Clasmodosaurus Temporal range: Late Cretaceous PreꞒ Ꞓ O S D C P T J K Pg N

Scientific classification
- Kingdom: Animalia
- Phylum: Chordata
- Class: Reptilia
- Clade: Dinosauria
- Clade: Saurischia
- Clade: †Sauropodomorpha
- Clade: †Sauropoda
- Clade: †Macronaria
- Clade: †Titanosauria
- Genus: †Clasmodosaurus Ameghino, 1898
- Species: †C. spatula
- Binomial name: †Clasmodosaurus spatula Ameghino, 1898

= Clasmodosaurus =

- Genus: Clasmodosaurus
- Species: spatula
- Authority: Ameghino, 1898
- Parent authority: Ameghino, 1898

Extinct genus of dinosaurs

Clasmodosaurus (meaning "fragmentary tooth reptile") is a genus of titanosaurian sauropod dinosaur from the Mata Amarilla Formation and the Cerro Fortaleza Formation. It lived during the Late Cretaceous in what is now Argentina. It is known from five fossilized and assorted teeth, but is diagnosed by a unique combination of characters.

== History ==
Clasmodosaurus was named by Florentino Ameghino in 1898, but remained largely unknown for decades after its discovery. It was originally considered a sauropod, but Friedrich von Huene suggested that it could be a coelurosaur or synonymous with Loncosaurus, which he considered to be a carnosaur. Like Loncosaurus, its taxonomy remained unclear with it regarded as a theropod on the rare occasions it was mentioned. However, Jaime Powell suggested that it was a dubious genus of sauropod in 1986, an identification which has been accepted since.

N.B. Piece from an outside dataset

PR #2560, opened 2022-10-20
Remove unneeded delete optimization

matthchr:
The optimization is faulty because there is no guarantee that the client caches are up to date. It is possible for delete of a child resource to happen when the parent resource isn't in the cache. This is especially probably immediately after pod restart or if the parent has the reconcile-action: skip annotation and has already been deleted.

Like diplodocoids and titanosaurs, it had narrow tooth crowns, and it is typically regarded as a titanosaur like most Late Cretaceous sauropods. More recently, a revision of Ameghino's collection and new discoveries in the Cerro Fortaleza Formation find the taxon to also hail from this formation.

== Description ==
The teeth of Clasmodosaurus spatula were polygonal in cross section rather than round, an unusual trait also found in the titanosaur Bonitasaura salgadoi. However, these teeth are much larger and more robust than those of Bonitasaura, with well-defined longitudinal ridges and grooves, resembling diamantinasaur teeth in some aspects.